**What you should do**
Exactly as written, return every line of the data below.

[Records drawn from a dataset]
▼▼▼
PR #12, opened 2017-05-12
Refactor ui a bit

laurieboyes:
A few early steps towards the end goal of 'refactoring the massive out of this', including:

- Make all references to a `myFtFeature`/`relationship` (e.g. followed) consistently `relationship`, as this makes the most sense I think
- Extract these maps of variables for each relationship into their own files so that they can be shared between smaller, broken-up files

This is a forerunner to the CAPI v2 compatibility stuff coming in.

A bit of manual testing has been done with next-article, but I'll do much more before I release. Also looking into getting in a demo app, which will be useful for pa11y at the very least (easier said than done)

### DIFF
--- a/myft/ui/index.js
+++ b/myft/ui/index.js
@@ -17,33 +17,10 @@ let flags;
 let results = {};
 let initialised;
 
-const types = {
-	saved: 'content',
-	followed: 'concept',
-	preferred: 'preference',
-	contained: 'content'
-};
-
-const actors = {
-	saved: 'user',
-	followed: 'user',
-	preferred: 'user',
-	contained: 'list'
-};
-
-const uiSelectors = {
-	saved: '[data-myft-ui="saved"]',
-	followed: '[data-myft-ui="follow"]',
-	preferred: '[data-myft-ui="prefer"]',
-	contained: '[data-myft-ui="contained"]'
-};
-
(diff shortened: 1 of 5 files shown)


myft/ui/index.js
```diff
@@ -17,41 +17,18 @@ let flags;
...
+const typesMap = require('./relationship-maps/types');
 
 const nNotificationMsgs = {
 	followAnon: `Please <a href="${subscribeUrl}" data-trackable="Subscribe">subscribe</a> or <a href="${signInLink}" data-trackable="Sign In">sign in</a> to add this topic to myFT.`,
 	saveAnon: `Please <a href="${subscribeUrl}" data-trackable="Subscribe">subscribe</a> or <a href="${signInLink}" data-trackable="Sign In">sign in</a> to save this article.`,
 	opted: 'You‘ve opted into our new site. You can return to FT.com at any time.'
 };
 
-function myFtFeatureFromEvent (ev) {
+function getRelationshipFromEvent (ev) {
```
keirog: This is my favourite bit

laurieboyes: Because of the romance?

keirog: Because it was near the top and I hadn’t finished reviewing 😄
▲▲▲
**Result**
PR #12, opened 2017-05-12
Refactor ui a bit

laurieboyes:
A few early steps towards the end goal of 'refactoring the massive out of this', including:

- Make all references to a `myFtFeature`/`relationship` (e.g. followed) consistently `relationship`, as this makes the most sense I think
- Extract these maps of variables for each relationship into their own files so that they can be shared between smaller, broken-up files

This is a forerunner to the CAPI v2 compatibility stuff coming in.

A bit of manual testing has been done with next-article, but I'll do much more before I release. Also looking into getting in a demo app, which will be useful for pa11y at the very least (easier said than done)

### DIFF
--- a/myft/ui/index.js
+++ b/myft/ui/index.js
@@ -17,33 +17,10 @@ let flags;
 let results = {};
 let initialised;
 
-const types = {
-	saved: 'content',
-	followed: 'concept',
-	preferred: 'preference',
-	contained: 'content'
-};
-
-const actors = {
-	saved: 'user',
-	followed: 'user',
-	preferred: 'user',
-	contained: 'list'
-};
-
-const uiSelectors = {
-	saved: '[data-myft-ui="saved"]',
-	followed: '[data-myft-ui="follow"]',
-	preferred: '[data-myft-ui="prefer"]',
-	contained: '[data-myft-ui="contained"]'
-};
-
(diff shortened: 1 of 5 files shown)


myft/ui/index.js
```diff
@@ -17,41 +17,18 @@ let flags;
...
+const typesMap = require('./relationship-maps/types');
 
 const nNotificationMsgs = {
 	followAnon: `Please <a href="${subscribeUrl}" data-trackable="Subscribe">subscribe</a> or <a href="${signInLink}" data-trackable="Sign In">sign in</a> to add this topic to myFT.`,
 	saveAnon: `Please <a href="${subscribeUrl}" data-trackable="Subscribe">subscribe</a> or <a href="${signInLink}" data-trackable="Sign In">sign in</a> to save this article.`,
 	opted: 'You‘ve opted into our new site. You can return to FT.com at any time.'
 };
 
-function myFtFeatureFromEvent (ev) {
+function getRelationshipFromEvent (ev) {
```
keirog: This is my favourite bit

laurieboyes: Because of the romance?

keirog: Because it was near the top and I hadn’t finished reviewing 😄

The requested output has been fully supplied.